What is expected:
Find and return every line of the data that contains the word "void".

::::

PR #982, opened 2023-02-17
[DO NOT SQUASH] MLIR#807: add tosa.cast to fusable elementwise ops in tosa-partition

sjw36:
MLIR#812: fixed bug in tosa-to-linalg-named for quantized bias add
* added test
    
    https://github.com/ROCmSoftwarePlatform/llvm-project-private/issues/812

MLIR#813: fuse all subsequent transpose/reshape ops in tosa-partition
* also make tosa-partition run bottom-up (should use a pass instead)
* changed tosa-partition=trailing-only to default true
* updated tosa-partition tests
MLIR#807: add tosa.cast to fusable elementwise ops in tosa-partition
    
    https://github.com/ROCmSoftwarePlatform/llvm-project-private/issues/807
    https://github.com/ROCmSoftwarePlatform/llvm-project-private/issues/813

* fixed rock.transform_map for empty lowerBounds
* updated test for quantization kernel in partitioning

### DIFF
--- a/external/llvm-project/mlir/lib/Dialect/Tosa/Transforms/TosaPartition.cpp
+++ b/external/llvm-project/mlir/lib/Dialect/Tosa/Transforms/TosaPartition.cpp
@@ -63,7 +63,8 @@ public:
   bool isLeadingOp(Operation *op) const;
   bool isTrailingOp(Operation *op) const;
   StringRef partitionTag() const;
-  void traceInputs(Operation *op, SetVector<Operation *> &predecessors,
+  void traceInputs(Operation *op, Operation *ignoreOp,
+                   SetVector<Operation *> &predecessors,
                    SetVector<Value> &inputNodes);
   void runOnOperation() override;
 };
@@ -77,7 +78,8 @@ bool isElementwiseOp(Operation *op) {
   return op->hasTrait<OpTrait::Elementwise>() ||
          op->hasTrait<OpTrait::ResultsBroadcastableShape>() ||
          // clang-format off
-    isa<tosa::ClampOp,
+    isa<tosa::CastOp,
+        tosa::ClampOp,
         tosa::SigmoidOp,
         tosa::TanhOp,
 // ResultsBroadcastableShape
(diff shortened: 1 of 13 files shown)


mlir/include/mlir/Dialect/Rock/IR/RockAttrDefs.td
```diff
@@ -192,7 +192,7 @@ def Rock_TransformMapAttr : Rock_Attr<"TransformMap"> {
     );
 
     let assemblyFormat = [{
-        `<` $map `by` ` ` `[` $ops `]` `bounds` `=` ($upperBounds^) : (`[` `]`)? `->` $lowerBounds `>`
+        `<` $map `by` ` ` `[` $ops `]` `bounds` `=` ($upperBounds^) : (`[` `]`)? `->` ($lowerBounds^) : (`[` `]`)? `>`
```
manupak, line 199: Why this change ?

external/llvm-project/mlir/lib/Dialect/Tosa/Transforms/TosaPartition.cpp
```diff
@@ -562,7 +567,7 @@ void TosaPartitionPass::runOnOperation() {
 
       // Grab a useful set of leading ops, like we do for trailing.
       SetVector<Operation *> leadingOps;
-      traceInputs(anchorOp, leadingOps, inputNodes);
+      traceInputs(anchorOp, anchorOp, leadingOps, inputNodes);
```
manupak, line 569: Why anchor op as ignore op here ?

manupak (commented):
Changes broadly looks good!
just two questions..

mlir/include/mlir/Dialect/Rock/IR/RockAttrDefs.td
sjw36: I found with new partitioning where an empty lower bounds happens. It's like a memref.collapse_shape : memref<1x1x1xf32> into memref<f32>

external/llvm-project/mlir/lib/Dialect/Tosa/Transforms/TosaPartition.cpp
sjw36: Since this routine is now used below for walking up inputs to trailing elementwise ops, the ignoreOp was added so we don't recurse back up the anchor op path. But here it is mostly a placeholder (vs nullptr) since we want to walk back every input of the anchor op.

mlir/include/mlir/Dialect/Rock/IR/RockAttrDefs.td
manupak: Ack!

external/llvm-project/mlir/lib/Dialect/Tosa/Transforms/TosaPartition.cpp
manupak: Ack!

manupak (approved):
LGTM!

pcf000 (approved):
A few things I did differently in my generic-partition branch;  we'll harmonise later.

::::

Reply to the exercise:
-  void traceInputs(Operation *op, SetVector<Operation *> &predecessors,
+  void traceInputs(Operation *op, Operation *ignoreOp,
   void runOnOperation() override;
@@ -562,7 +567,7 @@ void TosaPartitionPass::runOnOperation() {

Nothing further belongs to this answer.